## Data to use
□ □ □ □ □ □ □

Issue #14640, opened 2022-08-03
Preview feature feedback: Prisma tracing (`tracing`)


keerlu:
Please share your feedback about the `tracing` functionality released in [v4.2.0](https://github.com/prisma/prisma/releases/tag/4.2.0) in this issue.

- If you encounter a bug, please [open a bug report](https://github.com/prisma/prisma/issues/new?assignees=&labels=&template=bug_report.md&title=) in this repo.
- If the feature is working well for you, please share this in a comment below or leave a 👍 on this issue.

□ □ □ □ □ □ □

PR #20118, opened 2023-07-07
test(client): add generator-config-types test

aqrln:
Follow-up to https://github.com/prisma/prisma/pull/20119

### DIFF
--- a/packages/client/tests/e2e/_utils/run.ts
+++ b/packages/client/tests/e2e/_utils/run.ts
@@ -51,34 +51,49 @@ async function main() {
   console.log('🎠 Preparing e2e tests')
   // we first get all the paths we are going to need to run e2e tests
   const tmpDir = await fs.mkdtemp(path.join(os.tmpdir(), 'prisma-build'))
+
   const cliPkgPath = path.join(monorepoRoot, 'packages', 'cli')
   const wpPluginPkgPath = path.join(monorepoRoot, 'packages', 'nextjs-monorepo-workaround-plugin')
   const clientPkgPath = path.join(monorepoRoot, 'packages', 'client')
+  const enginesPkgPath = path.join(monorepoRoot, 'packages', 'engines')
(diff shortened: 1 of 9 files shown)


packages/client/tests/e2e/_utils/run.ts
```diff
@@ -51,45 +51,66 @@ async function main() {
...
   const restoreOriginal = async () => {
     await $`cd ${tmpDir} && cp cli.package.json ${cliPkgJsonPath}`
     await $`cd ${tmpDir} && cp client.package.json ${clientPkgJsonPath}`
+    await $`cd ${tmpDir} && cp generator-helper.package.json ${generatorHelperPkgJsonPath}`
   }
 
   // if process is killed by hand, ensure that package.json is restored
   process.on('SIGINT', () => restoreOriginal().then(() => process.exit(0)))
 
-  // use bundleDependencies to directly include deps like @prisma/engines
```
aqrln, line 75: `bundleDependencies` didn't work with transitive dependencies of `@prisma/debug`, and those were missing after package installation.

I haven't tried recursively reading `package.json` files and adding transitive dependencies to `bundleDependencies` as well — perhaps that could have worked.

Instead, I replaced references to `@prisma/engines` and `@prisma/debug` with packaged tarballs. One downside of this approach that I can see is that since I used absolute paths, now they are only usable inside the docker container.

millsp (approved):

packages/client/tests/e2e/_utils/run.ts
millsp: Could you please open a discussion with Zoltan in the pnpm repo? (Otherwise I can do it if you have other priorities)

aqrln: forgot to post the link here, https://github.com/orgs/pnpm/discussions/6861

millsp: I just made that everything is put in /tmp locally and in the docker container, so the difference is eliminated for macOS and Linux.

□ □ □ □ □ □ □

For this exercise, copy every line of the data that holds "client".

test(client): add generator-config-types test
--- a/packages/client/tests/e2e/_utils/run.ts
+++ b/packages/client/tests/e2e/_utils/run.ts
   const clientPkgPath = path.join(monorepoRoot, 'packages', 'client')
packages/client/tests/e2e/_utils/run.ts
     await $`cd ${tmpDir} && cp client.package.json ${clientPkgJsonPath}`
packages/client/tests/e2e/_utils/run.ts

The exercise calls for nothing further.